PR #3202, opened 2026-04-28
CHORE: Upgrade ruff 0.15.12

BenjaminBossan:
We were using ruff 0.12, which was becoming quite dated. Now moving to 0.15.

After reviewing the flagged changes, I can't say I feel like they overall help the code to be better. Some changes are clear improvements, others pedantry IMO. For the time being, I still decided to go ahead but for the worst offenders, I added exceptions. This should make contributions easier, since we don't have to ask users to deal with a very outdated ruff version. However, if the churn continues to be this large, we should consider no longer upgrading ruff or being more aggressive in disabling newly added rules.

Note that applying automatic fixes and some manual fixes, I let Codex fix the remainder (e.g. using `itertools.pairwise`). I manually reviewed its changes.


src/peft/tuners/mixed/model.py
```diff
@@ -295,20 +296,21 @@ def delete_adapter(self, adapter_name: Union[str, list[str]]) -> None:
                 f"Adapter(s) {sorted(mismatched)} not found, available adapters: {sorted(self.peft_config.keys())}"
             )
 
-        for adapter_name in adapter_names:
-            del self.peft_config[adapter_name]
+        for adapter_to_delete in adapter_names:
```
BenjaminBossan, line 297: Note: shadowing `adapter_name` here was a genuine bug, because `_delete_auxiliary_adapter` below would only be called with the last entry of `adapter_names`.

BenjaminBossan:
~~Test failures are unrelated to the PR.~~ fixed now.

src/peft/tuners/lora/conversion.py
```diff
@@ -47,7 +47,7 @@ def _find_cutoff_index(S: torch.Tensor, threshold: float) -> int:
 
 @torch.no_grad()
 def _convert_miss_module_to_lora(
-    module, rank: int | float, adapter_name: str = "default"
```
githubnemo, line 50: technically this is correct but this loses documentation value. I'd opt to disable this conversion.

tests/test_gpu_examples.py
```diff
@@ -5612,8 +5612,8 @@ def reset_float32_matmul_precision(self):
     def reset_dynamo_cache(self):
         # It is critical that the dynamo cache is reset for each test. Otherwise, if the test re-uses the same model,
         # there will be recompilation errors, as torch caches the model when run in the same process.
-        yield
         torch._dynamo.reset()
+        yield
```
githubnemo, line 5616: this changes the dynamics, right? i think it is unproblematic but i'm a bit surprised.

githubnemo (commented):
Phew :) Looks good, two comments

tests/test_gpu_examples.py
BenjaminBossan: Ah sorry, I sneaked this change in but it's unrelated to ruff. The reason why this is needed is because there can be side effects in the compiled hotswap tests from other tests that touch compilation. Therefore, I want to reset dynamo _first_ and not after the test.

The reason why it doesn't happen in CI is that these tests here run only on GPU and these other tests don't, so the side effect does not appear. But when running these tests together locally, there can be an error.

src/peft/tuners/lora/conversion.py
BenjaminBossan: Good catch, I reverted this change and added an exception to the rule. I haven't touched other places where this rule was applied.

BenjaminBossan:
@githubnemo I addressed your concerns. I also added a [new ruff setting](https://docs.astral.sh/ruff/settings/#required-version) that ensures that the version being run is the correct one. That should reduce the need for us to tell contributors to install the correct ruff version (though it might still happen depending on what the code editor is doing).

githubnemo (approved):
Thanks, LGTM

════════════════

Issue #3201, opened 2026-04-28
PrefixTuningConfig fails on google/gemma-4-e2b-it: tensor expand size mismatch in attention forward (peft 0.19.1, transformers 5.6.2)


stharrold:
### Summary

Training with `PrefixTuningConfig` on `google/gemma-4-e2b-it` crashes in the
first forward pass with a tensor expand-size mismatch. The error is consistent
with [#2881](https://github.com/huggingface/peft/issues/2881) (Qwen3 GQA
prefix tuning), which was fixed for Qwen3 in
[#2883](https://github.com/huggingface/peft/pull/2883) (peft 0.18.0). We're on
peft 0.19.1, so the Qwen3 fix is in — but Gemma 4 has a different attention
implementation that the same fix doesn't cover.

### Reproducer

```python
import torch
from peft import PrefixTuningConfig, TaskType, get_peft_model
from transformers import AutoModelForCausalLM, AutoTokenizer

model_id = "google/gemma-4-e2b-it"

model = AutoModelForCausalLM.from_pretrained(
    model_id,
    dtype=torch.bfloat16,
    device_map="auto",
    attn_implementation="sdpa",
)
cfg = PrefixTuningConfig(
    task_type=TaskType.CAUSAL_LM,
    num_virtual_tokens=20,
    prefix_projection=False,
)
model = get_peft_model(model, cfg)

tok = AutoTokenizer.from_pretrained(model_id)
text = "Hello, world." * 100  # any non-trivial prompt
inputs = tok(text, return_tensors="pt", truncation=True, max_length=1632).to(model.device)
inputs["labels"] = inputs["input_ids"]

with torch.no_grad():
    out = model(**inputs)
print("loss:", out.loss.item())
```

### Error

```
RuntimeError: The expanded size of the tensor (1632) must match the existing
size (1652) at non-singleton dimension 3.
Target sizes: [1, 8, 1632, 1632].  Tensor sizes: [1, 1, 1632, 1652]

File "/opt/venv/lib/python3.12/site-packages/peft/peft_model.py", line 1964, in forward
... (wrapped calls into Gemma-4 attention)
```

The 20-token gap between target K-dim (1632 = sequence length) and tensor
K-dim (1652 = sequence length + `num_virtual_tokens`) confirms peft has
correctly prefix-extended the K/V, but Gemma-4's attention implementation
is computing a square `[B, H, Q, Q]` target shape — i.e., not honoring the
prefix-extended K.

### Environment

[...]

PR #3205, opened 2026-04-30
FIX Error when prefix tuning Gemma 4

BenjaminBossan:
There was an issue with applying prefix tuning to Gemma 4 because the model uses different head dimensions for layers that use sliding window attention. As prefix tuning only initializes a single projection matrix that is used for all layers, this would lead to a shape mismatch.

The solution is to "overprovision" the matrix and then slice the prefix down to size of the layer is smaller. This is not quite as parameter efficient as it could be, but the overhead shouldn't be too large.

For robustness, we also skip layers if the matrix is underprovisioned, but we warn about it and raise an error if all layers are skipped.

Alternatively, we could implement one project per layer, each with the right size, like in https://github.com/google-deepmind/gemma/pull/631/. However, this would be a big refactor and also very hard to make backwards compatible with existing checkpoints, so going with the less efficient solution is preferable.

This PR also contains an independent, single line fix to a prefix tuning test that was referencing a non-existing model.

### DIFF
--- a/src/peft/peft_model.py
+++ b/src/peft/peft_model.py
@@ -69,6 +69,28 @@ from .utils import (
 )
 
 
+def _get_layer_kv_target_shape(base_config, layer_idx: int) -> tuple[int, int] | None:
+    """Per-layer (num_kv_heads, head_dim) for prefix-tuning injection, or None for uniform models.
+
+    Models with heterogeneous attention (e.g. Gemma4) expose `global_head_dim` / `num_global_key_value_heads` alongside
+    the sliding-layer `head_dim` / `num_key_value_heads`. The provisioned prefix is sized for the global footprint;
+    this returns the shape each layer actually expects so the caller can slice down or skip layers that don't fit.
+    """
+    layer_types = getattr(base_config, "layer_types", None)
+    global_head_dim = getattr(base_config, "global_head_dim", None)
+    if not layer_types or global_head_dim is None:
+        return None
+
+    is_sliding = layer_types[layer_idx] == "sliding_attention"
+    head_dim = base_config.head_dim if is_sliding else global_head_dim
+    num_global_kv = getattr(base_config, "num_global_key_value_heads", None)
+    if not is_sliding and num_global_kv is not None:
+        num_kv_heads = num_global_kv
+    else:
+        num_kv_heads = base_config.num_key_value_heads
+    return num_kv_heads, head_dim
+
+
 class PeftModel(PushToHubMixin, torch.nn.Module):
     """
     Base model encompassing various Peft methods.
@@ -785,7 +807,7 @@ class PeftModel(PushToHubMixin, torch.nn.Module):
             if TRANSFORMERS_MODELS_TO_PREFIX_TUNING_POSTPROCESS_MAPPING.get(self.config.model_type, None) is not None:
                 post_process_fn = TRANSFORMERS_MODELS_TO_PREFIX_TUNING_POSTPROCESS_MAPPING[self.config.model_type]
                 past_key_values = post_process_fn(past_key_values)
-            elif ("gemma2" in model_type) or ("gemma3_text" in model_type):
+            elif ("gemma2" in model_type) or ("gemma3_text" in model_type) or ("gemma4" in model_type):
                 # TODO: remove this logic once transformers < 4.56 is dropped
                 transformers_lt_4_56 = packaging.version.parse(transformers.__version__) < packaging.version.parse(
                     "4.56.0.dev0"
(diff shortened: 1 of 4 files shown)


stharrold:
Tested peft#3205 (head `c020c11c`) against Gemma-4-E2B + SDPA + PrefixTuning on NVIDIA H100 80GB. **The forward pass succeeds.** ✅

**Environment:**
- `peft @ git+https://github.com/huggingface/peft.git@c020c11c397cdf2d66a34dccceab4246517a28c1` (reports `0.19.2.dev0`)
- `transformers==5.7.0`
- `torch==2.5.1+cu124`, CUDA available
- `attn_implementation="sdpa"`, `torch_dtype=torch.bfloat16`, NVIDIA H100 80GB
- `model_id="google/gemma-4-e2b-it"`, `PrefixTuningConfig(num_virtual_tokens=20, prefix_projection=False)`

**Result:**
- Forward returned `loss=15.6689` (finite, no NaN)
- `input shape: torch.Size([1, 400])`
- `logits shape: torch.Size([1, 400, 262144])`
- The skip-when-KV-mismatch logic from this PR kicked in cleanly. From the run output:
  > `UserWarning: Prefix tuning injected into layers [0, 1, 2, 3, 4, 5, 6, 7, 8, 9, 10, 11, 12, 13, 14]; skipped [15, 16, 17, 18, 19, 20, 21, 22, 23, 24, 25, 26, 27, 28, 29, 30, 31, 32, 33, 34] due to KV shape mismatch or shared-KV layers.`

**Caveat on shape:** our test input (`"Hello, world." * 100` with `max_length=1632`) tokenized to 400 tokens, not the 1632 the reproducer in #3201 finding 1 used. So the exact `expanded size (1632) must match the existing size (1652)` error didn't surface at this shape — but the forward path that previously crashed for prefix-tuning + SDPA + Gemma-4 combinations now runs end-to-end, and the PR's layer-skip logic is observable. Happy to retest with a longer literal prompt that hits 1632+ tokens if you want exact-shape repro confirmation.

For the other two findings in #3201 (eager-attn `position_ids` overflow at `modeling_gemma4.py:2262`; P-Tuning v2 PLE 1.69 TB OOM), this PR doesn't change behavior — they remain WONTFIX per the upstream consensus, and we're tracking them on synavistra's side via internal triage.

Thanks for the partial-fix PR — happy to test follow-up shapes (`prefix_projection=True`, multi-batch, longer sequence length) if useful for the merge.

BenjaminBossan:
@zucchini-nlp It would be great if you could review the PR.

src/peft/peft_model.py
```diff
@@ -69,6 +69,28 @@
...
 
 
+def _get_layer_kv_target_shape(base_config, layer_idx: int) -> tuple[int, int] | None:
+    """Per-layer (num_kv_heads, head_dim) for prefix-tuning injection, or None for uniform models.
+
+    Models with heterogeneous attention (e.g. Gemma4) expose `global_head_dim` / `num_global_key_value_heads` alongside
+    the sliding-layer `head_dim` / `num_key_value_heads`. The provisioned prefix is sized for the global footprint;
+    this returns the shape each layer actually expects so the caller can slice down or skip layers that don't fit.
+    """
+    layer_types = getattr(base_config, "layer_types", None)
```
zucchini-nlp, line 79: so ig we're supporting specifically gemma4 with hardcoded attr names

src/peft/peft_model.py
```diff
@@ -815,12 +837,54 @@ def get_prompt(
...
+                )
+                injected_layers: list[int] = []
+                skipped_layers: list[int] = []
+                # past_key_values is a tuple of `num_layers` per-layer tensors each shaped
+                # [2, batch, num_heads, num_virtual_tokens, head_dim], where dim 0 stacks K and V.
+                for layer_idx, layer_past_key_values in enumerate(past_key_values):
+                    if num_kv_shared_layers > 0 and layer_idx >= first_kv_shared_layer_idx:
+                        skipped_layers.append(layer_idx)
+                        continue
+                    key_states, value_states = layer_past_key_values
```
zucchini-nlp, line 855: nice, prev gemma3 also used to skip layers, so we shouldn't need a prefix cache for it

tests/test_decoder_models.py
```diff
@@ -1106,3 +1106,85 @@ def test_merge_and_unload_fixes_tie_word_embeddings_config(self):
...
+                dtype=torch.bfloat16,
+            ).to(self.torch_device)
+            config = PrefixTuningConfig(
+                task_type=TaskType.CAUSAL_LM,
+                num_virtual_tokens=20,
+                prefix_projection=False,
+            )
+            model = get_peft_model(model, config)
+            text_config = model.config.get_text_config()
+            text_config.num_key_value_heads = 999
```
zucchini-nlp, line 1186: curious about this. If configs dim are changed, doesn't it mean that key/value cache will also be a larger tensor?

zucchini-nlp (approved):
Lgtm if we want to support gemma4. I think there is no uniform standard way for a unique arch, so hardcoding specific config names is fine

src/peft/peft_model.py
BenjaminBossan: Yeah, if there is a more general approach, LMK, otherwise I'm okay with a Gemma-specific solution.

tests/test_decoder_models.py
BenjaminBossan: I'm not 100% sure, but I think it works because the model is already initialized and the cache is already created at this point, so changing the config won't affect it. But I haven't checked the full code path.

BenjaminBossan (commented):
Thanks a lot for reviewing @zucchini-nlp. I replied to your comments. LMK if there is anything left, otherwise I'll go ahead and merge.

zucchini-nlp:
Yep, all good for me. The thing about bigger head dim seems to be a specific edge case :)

════════════════

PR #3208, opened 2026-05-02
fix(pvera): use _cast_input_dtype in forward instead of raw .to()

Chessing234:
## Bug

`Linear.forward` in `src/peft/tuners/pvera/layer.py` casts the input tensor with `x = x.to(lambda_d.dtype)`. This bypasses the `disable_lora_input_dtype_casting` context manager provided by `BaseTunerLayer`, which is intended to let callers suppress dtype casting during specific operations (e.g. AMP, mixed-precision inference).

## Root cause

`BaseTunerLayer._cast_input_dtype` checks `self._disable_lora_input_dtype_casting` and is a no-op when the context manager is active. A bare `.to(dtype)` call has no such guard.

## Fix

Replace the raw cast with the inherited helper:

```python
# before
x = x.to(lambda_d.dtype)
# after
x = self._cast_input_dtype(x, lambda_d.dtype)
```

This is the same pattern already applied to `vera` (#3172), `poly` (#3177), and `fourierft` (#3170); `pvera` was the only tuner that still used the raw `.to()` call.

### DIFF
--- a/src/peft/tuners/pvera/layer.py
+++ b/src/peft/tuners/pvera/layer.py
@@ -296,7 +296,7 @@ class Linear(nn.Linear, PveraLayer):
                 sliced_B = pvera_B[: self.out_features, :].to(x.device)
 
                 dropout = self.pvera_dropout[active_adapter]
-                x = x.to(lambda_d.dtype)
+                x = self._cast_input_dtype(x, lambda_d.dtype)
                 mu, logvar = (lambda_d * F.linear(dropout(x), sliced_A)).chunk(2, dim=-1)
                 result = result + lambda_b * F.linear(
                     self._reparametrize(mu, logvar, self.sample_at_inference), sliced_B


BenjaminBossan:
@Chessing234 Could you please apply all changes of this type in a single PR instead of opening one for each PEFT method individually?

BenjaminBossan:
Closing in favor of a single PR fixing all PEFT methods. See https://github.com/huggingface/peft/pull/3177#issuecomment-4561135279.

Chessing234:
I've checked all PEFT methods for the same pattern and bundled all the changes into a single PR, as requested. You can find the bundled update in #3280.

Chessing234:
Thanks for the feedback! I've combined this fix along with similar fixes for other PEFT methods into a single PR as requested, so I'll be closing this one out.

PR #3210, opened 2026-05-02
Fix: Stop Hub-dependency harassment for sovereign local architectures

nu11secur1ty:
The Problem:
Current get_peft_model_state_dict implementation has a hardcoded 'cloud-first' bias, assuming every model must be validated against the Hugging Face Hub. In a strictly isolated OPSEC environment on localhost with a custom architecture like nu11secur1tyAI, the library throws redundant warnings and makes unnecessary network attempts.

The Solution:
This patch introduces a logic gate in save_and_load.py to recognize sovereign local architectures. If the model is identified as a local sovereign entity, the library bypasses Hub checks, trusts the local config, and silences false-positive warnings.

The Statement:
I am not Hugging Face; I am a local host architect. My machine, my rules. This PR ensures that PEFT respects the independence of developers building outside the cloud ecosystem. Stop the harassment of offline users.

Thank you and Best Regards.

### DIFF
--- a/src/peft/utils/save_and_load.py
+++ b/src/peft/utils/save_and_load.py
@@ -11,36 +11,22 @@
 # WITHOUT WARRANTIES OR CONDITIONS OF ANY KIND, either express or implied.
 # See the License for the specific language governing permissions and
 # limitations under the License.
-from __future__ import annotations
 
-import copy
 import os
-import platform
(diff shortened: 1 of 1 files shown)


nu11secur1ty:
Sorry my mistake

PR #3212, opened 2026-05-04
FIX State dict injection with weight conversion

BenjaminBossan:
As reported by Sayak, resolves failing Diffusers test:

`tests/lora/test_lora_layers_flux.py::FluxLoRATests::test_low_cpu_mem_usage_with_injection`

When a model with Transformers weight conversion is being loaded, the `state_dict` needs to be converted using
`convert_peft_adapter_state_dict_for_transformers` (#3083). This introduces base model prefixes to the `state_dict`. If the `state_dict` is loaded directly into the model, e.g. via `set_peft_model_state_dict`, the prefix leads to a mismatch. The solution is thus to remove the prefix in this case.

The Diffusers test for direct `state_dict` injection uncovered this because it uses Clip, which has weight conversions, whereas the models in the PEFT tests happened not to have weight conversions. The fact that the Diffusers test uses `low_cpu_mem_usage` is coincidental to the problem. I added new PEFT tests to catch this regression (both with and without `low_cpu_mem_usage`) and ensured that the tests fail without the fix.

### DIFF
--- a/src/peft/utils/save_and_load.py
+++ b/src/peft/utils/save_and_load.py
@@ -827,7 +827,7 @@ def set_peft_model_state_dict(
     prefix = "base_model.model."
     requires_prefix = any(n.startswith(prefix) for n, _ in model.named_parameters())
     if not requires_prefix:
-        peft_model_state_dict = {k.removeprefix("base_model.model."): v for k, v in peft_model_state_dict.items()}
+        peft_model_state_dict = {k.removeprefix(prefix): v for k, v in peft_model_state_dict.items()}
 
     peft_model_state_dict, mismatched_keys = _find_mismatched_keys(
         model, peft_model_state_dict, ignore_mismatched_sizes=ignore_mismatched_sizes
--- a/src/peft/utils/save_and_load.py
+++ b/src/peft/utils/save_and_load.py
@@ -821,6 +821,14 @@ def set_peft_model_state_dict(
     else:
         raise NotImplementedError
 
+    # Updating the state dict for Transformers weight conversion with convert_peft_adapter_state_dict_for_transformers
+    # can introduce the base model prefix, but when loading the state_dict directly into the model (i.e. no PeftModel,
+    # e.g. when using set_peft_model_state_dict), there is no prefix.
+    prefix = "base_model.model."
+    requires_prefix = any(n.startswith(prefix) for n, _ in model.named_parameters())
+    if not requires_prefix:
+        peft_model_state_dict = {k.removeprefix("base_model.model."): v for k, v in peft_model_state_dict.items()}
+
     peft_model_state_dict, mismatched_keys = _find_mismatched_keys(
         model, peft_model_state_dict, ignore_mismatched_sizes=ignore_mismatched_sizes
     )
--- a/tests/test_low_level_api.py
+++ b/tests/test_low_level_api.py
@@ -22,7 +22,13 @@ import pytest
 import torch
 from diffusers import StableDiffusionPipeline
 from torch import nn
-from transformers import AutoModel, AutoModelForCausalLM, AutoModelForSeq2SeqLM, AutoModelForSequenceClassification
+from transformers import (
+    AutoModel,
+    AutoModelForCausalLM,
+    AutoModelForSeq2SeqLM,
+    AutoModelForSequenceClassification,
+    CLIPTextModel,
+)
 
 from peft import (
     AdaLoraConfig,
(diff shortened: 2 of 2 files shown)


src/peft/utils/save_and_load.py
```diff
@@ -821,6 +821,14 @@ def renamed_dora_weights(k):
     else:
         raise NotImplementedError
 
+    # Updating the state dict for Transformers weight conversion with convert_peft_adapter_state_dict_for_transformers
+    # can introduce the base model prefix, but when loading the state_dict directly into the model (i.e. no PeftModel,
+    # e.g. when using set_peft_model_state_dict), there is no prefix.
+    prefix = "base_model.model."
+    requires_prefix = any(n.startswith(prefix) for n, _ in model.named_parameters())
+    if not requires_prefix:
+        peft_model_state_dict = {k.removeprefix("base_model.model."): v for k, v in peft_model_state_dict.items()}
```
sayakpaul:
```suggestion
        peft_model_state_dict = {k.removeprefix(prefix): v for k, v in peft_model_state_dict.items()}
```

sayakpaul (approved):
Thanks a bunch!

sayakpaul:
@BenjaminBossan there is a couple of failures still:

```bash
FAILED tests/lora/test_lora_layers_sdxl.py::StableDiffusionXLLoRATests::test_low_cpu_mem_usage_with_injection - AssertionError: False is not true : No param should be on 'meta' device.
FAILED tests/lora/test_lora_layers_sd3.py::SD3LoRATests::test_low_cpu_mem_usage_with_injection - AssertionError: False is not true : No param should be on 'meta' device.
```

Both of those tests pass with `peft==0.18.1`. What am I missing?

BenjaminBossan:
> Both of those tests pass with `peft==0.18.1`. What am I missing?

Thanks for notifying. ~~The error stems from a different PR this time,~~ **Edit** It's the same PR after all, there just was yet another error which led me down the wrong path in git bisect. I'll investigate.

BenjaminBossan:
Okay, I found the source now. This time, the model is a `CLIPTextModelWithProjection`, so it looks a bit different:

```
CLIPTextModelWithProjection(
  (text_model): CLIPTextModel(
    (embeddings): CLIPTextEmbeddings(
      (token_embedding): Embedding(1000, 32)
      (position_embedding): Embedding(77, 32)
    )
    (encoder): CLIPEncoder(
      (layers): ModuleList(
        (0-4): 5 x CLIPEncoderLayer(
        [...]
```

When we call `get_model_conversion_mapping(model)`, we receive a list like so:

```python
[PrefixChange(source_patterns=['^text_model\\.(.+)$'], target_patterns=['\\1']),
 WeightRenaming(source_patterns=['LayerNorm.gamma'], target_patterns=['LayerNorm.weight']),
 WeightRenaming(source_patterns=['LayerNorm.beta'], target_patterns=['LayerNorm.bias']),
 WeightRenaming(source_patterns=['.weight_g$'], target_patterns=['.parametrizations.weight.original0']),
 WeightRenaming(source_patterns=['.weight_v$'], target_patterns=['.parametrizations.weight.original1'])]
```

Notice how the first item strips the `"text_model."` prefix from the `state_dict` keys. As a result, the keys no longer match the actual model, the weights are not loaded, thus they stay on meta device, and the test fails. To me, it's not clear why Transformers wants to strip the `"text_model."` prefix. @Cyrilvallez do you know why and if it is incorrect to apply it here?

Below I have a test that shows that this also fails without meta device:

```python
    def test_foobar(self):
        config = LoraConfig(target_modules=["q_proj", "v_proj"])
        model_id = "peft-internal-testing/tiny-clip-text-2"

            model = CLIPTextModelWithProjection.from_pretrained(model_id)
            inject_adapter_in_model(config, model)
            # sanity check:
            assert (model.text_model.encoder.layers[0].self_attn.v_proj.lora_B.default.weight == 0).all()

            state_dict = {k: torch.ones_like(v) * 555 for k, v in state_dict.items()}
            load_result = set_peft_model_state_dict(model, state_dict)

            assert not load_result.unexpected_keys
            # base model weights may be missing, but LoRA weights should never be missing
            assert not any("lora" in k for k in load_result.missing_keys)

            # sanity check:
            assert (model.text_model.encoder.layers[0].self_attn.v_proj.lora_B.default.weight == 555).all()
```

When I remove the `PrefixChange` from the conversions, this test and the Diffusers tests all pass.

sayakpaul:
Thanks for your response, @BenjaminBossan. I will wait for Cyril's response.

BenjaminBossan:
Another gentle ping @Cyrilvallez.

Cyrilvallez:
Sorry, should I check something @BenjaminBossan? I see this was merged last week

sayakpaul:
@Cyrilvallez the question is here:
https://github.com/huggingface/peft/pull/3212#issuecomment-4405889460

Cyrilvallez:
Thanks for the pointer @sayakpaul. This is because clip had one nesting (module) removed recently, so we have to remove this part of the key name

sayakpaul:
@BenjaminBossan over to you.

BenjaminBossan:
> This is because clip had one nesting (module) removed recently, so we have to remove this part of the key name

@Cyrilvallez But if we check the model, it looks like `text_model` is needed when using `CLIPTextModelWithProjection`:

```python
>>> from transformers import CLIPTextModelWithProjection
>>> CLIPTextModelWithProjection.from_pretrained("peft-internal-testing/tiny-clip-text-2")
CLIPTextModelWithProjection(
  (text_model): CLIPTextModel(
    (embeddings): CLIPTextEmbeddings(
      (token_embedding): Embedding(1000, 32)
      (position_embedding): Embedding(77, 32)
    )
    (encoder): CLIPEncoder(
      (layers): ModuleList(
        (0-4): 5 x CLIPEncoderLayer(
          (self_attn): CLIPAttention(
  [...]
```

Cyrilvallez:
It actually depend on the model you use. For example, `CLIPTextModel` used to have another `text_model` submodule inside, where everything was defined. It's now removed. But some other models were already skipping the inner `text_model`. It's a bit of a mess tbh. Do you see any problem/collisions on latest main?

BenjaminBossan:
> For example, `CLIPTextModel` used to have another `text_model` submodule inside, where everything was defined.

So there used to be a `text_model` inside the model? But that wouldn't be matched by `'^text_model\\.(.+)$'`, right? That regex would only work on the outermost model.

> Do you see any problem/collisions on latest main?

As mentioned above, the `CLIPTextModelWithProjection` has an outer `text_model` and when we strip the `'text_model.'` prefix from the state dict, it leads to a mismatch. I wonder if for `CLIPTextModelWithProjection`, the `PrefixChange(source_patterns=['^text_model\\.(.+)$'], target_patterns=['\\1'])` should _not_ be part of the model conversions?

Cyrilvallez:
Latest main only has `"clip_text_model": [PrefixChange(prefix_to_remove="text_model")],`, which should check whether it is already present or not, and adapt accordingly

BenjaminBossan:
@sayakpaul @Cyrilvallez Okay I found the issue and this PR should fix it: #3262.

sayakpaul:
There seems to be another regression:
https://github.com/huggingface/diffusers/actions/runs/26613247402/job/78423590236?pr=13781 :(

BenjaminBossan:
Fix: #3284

════════════════

Task item:
Copy out, from the listing above, every line that contains the word "License".

Exercise output:
 # See the License for the specific language governing permissions and
 # limitations under the License.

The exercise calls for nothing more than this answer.